■ **Required work**:
Begin at the line containing "cc @jrplatin @kyuyeunk" in the data below and go on through the line containing "also gained 4-5%", repeating each line exactly; include both ends and no other line.

■ **Data provided**:
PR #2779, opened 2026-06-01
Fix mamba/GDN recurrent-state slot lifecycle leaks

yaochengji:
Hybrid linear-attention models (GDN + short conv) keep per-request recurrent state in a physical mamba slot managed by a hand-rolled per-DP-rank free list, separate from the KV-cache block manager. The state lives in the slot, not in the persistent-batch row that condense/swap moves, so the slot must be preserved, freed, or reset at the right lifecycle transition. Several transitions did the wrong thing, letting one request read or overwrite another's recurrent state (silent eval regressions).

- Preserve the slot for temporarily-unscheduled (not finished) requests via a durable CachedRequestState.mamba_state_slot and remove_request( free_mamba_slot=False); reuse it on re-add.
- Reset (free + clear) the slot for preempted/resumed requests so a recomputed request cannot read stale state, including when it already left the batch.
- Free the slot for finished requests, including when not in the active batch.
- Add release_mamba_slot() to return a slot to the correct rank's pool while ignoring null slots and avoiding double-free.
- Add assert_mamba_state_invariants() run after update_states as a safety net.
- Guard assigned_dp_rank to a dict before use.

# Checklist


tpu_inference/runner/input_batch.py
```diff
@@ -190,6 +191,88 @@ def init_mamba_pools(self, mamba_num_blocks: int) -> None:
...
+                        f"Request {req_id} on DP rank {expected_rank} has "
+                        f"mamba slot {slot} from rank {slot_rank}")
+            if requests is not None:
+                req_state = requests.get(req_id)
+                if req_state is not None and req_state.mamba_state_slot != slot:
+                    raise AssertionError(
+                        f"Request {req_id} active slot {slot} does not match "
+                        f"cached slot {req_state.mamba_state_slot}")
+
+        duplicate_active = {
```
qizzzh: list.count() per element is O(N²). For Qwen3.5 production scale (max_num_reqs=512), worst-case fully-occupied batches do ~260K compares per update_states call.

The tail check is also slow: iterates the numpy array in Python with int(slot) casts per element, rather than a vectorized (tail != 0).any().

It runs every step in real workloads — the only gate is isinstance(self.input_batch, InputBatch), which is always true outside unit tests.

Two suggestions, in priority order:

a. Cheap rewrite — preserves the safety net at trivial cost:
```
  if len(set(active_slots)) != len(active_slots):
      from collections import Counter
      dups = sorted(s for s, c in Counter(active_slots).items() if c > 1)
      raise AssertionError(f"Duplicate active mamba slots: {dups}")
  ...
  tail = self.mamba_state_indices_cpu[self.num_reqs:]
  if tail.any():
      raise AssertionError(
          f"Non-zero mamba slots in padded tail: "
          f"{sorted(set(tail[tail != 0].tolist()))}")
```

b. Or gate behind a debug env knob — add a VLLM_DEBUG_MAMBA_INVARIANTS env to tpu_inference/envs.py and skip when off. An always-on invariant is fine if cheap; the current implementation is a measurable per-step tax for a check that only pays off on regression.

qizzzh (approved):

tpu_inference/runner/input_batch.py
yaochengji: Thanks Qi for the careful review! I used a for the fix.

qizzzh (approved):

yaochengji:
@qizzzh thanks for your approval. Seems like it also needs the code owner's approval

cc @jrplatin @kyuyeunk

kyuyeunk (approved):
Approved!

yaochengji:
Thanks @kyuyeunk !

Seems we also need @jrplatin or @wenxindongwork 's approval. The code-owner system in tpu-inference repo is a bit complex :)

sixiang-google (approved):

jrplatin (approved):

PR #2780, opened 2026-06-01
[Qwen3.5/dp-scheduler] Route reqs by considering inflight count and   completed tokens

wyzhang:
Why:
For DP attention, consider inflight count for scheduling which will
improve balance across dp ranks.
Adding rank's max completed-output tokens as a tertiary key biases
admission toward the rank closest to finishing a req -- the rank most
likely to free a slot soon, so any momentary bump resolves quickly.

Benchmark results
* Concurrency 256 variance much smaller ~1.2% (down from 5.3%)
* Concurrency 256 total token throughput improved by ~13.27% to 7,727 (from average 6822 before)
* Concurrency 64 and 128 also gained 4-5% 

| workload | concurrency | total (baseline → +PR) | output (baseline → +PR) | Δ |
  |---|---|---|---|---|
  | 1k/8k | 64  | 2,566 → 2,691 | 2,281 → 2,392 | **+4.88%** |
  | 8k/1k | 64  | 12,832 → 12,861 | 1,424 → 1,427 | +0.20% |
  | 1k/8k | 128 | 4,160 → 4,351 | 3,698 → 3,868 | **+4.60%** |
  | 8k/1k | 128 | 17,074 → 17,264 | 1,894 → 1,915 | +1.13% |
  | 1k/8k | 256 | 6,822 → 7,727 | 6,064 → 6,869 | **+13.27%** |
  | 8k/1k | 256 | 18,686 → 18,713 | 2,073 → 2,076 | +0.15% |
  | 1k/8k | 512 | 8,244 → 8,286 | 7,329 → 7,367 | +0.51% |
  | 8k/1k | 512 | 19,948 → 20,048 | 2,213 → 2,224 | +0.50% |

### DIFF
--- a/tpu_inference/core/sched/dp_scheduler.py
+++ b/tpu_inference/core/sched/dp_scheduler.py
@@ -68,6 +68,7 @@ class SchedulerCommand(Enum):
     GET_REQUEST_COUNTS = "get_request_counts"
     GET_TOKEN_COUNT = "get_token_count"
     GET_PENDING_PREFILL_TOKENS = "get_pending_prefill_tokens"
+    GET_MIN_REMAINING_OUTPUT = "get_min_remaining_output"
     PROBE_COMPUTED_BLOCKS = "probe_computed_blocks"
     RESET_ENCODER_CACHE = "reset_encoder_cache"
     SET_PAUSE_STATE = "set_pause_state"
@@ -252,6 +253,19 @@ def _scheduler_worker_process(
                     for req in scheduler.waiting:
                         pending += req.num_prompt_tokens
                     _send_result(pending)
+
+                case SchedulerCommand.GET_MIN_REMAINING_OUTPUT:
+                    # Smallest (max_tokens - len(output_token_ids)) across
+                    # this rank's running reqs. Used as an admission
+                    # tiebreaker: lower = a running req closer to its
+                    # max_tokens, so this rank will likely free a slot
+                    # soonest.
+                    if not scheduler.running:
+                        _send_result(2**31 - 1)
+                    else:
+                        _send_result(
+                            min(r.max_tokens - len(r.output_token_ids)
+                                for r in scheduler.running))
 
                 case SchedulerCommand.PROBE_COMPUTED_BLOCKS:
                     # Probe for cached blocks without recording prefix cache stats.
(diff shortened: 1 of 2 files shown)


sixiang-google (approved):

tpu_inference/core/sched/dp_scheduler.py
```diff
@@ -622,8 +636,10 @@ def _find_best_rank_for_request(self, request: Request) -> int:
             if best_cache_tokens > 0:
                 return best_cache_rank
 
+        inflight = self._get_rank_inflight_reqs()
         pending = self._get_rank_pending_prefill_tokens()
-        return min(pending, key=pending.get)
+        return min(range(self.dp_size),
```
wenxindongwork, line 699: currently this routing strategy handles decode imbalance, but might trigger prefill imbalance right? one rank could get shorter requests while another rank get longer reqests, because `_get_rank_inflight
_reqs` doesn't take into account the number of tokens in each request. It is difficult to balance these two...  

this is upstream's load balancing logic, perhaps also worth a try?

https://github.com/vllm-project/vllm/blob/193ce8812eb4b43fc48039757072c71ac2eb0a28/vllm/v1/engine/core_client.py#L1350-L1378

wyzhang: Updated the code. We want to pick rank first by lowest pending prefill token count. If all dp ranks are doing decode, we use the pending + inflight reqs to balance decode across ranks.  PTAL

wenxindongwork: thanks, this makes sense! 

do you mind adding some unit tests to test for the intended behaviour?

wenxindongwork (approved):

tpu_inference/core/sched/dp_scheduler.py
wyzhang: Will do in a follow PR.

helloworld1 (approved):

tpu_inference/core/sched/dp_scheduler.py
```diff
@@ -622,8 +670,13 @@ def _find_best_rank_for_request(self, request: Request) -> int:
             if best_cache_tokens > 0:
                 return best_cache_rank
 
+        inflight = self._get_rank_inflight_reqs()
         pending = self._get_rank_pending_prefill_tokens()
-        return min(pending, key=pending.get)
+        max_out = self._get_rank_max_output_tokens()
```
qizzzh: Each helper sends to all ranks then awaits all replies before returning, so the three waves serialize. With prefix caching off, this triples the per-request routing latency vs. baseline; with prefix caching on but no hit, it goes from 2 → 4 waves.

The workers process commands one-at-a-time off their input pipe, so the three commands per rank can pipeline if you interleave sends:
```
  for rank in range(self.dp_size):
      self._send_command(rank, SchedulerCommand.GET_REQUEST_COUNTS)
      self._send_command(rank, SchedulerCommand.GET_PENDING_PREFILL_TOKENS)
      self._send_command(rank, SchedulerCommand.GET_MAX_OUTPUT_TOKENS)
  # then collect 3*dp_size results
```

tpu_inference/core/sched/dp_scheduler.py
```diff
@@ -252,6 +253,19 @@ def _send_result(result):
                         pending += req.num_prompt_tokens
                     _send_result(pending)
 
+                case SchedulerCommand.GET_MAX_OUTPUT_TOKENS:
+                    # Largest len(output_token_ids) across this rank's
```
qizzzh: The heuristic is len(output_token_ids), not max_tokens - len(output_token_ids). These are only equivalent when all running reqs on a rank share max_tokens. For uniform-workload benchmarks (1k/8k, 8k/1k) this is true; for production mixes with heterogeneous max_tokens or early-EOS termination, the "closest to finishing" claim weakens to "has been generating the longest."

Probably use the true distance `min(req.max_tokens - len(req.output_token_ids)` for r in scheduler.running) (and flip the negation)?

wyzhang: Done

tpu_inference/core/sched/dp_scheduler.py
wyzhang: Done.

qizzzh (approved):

■ **Response area**:
cc @jrplatin @kyuyeunk

kyuyeunk (approved):
Approved!

yaochengji:
Thanks @kyuyeunk !

Seems we also need @jrplatin or @wenxindongwork 's approval. The code-owner system in tpu-inference repo is a bit complex :)

sixiang-google (approved):

jrplatin (approved):

PR #2780, opened 2026-06-01
[Qwen3.5/dp-scheduler] Route reqs by considering inflight count and   completed tokens

wyzhang:
Why:
For DP attention, consider inflight count for scheduling which will
improve balance across dp ranks.
Adding rank's max completed-output tokens as a tertiary key biases
admission toward the rank closest to finishing a req -- the rank most
likely to free a slot soon, so any momentary bump resolves quickly.

Benchmark results
* Concurrency 256 variance much smaller ~1.2% (down from 5.3%)
* Concurrency 256 total token throughput improved by ~13.27% to 7,727 (from average 6822 before)
* Concurrency 64 and 128 also gained 4-5% 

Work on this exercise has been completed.